Dernière présentation, celle de Elena Bertuzzi, italienne francophone et universitaire qui ne manque pas d'humour et sait mener son affaire. Elle expose les principes de Laban sur le positionnement du poids du corps. La pensée Laban est fort différente. En fait, elle apparaîtrait bien complémentaire, et la question qui me taraudait a été posée plus tard par ma voisine : en fait, Laban n'est-il pas une vue de dessus là où Benesh est une vue de face ? Étrangement, pas grand monde ne s'était posé la question, qui a même carrément surpris. Une vidéo nous est montrée, où une chorégraphie a été à la fois transmise par la notation pure et oralement à différents danseurs, en plus du créateur de la pièce, les séquences étant mises en parallèle : on n'arrive pas à distinguer vraiment qui est qui et a travaillé avec quoi. CQFD.

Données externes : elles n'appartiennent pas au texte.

PR #26, opened 2021-07-21
feat(radio): add implementation

simeonoff:


src/components/radio-group/radio-group.ts
```diff
@@ -0,0 +1,91 @@
...
+
+  private _cachedRadios!: IgcRadioComponent[];
+
+  private get _slottedRadios() {
+    const slot = this.shadowRoot!.querySelector('slot');
+    const childNodes = slot!.assignedNodes({ flatten: true });
+    return Array.prototype.filter.call(childNodes, (node) => {
+      return node.nodeName.toLowerCase() == 'igc-radio';
+    }) as IgcRadioComponent[];
+  }
```
rkaraivanov, line 18:
```suggestion
@queryAssignedNodes(undefined, true, 'igc-radio')
  _slottedRadios!: NodeListOf<IgcRadioComponent>;
```

I think this should also do the trick

src/components/radio/radio.ts
```diff
@@ -0,0 +1,143 @@
...
+
+  getSiblings() {
+    const group = this.closest('igc-radio-group');
+
+    if (!group) {
+      return [];
+    }
+
+    return ([...group.querySelectorAll('igc-radio')] as this[]).filter(
+      (radio: this) => radio.name === this.name && radio !== this
```
rkaraivanov, line 108:
```suggestion
return Array.from<IgcRadioComponent>(group.querySelectorAll('igc-radio'))
      .filter((radio) => radio.name === this.name && radio !== this);
```
IMO a little bit more clearer than the de-structuring and awkward casts.

rkaraivanov (changes requested):

src/components/radio/radio.ts
```diff
@@ -0,0 +1,140 @@
...
+export class IgcRadioComponent extends EventEmitterMixin<
+  IgcRadioEventMap,
+  Constructor<LitElement>
+>(LitElement) {
+  static styles = styles;
+
+  private inputId = `radio-${nextId++}`;
+  private labelId = `radio-label-${this.inputId}`;
+
+  @query('input[type="radio"]')
```
DiyanDimitrov, line 27: This could be cached.
```suggestion
  @query('input[type="radio"]', true)
```

src/components/radio/radio.ts
```diff
@@ -0,0 +1,140 @@
...
+        @mousedown="${this.handleMouseDown}"
+      >
+        <input
+          id="${this.inputId}"
+          type="radio"
+          name="${ifDefined(this.name)}"
+          value="${ifDefined(this.value)}"
+          .disabled="${this.disabled}"
+          .checked="${live(this.checked)}"
+          tabindex=${this.checked ? 0 : -1}
```
DiyanDimitrov, line 123: If there is no checked radio initially, we should make the first radio in a group focusable.

stories/radio-group.stories.ts
```diff
@@ -0,0 +1,76 @@
...
+const Template: Story<ArgTypes, Context> = (
+  { alignment, labelPosition, disabled }: ArgTypes,
+  { globals: { direction } }: Context
+) => {
+  return html`
+    <igc-radio-group
+      dir="${ifDefined(direction)}"
+      alignment="${ifDefined(alignment)}"
+      label-position="${ifDefined(labelPosition)}"
+      .disabled="${ifDefined(disabled)}"
```
DiyanDimitrov, line 63: `ifDefined` has no effect here since it applies only for attributes.

stories/radio.stories.ts
```diff
@@ -0,0 +1,70 @@
...
+}
+
+const Template: Story<ArgTypes, Context> = (
+  { label, labelPosition, checked, disabled }: ArgTypes,
+  { globals: { direction } }: Context
+) => html`
+  <igc-radio
+    label-position="${ifDefined(labelPosition)}"
+    .disabled="${ifDefined(disabled)}"
+    .checked="${ifDefined(checked)}"
```
DiyanDimitrov, line 63: `ifDefined` has no effect here since it applies only for attributes.

src/components/radio-group/radio-group.ts
```diff
@@ -0,0 +1,86 @@
...
+  updateLabelPosition() {
+    this._slottedRadios.forEach(
+      (radio) => (radio.labelPosition = this.labelPosition)
+    );
+  }
+
+  @watch('disabled', { waitUntilFirstUpdate: true })
+  updateDisabled() {
+    if (!this._cachedRadios) this._cachedRadios = this.radios;
+    this._cachedRadios.forEach((radio) => (radio.disabled = this.disabled));
```
DiyanDimitrov, line 48: I understand that you want to modify only the radios that initially are not disabled, but what if radio buttons are added/removed at runtime?
This makes me think what we should listen for `slotchange` and modify the newly added radios' labelPosition and disabled properties. I think that we should either override all radios' properties or remove these properties from the radio group component.

stories/radio-group.stories.ts
```diff
@@ -0,0 +1,76 @@
...
+    >
+      <igc-radio
+        name="fruit"
+        value="apple"
+      >Apple</igc-radio>
+      <igc-radio name="fruit" value="orange" checked>Orange</igc-radio>
+      <igc-radio name="fruit" value="mango">Mango</igc-radio>
+      <igc-radio name="fruit" value="banana" disabled>Banana</igc-radio>
+    </igc-radio>
+`;
```
DiyanDimitrov, line 73: Missing `igc-radio-group` closing tag.

DiyanDimitrov (changes requested):

src/components/radio-group/radio-group.ts
simeonoff: I am on the side of overriding the values specified by individual radio buttons. So we should drop all caching that I am currently doing for all radio buttons in a group. Do you think we should do this on first update as well?

DiyanDimitrov: I am more on the side of removing these props from the radio group :)
@rkaraivanov, What do you think?
If we leave them I think they should definitely work on the first update which may cause overriding the individual radio's values.

src/components/radio/radio.ts
DiyanDimitrov: It is better now but there is one minor difference with the standard radio behavior. If no radio is selected and you focus the first one then press arrow down, the second radio should be selected (in our implementation the first one is selected).

src/components/radio-group/radio-group.ts
simeonoff: We have to keep parity with igniteui-angular, this is the only reason they're there.

src/components/radio/radio.ts
simeonoff: This behavior just adds unnecessary complexity to the implementation, imo. If you really wanna have it that way - fine, but I think we can do without it.

DiyanDimitrov: I am ok to leave it like this and fix in the future if a customer complains.

rkaraivanov (dismissed):

DiyanDimitrov (dismissed):

DiyanDimitrov (approved):

PR #27, opened 2021-07-22
refactor(button): add fluent and indigo themes

### LINKED ISSUE #25: Button: Add Fluent and Indigo Themes

desig9stein:
closes #25


src/styles/themes/material.scss
```diff
@@ -16,7 +16,7 @@ $elevations: utils.elevations(
 $type-scale: utils.type-scale();
 
 :root {
-  --igc-border-radius: #{utils.rem(2px)};
+  --igc-border-radius: #{utils.rem(4px)};
```
simeonoff, line 19: This PR shouldn't be changing the default global radius of the material theme.

src/components/button/button.indigo.scss
```diff
@@ -0,0 +1,169 @@
+@use '../../styles/utilities' as utils;
+
+@mixin theme() {
+	igc-button,
+	igc-link-button {
+		--l-size: #{utils.rem(36px)};
+		--m-size: #{utils.rem(32px)};
+		--s-size: #{utils.rem(24px)};
```
simeonoff, line 8: You should not be introducing new CSS variables specific to a given theme.

src/components/button/button.fluent.scss
```diff
@@ -0,0 +1,143 @@
...
+            }
+        }
+
+        &:focus,
+        &:active {
+            color: #{utils.color(primary, 500)};
+
+            &::before {
+                opacity: .8;
+                background: #{utils.color(gray, 100)};
```
simeonoff, line 48: Is there any reason not to apply the opacity directly to the color as the third parameter?

simeonoff (commented):
Good job! Let's use the opportunity to make the Fluent theme closer to the actual [Fluent UI Button](https://developer.microsoft.com/en-us/fluentui#/controls/web/button) implementation.

src/components/button/button.fluent.scss
```diff
@@ -0,0 +1,143 @@
...
+            }
+        }
+
+        &:focus,
+        &:active {
+            color: #{utils.color(gray, 900)};
+
+            &::before {
+                opacity: 1;
```
simeonoff, line 73: I believe these are no longer needed. Remove here and throughout.

desig9stein: That opacity is required in order to override the one that comes from the material theme, otherwise, it's impossible to achieve the desired look and feel.

simeonoff (changes requested):
The disabled styles of the indigo fab button differ from the non-disabled ones. Fix and we can merge.

simeonoff (approved):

Je vois beaucoup d'application à ces notations. Pour le moment, Benesh a été adapté par des étudiant(e)s à un certain nombre de disciplines un peu distantes de la danse, comme le trapèze. Mais bon sang, l'animation 3D, la robotique ! (une autre voit l'architecture et la scéno : pourquoi pas, mais ça reste artistique) Décrire le mouvement est extrêmement complexe (ne serait-ce que la marche !) : on tient là des notateurs entrainés à comprendre, déchiffrer et noter le corps (compter dans les quatre ans pour maîtriser UNE notation : lorsque Anne Abeille a dit s'être penché pendant un an sur Laban, Jacqueline à côté a un peu ri tellement c'est pas assez pour commencer), donc une expertise forte (et rare : très peu de notateurs sont formés). Une fois noté, ces personnes sont aussi capables de traduire dans l'autre sens, mais cette étape de traduction, à mon sens, peut aussi être automatisée, par une traduction informatique : il suffit de sortir la sémantique du code de la notation. Cependant, il y a beaucoup de "zigouigouis" autour des "partitions" : les petits traits indiquent les mouvements, en fait. À ce niveau, Eliane Mirzabekiantz m'assure qu'elle peut utiliser déjà l'informatique... via un logiciel de dessin. Or, les développements devraient se porter sur un outil qui permette de sémantiser les entrées, directement (en XML par exemple, selon un langage reprenant les différentes rotations d'axe du corps). Énormément de choses à tirer en terme de valeur, mais manifestement, pire que de ne l'avoir jamais vu : ne pas même arriver à entrevoir l'énorme potentiel quand l'expose. Drame des mondes clos : pourtant, personne n'est prophète en son pays.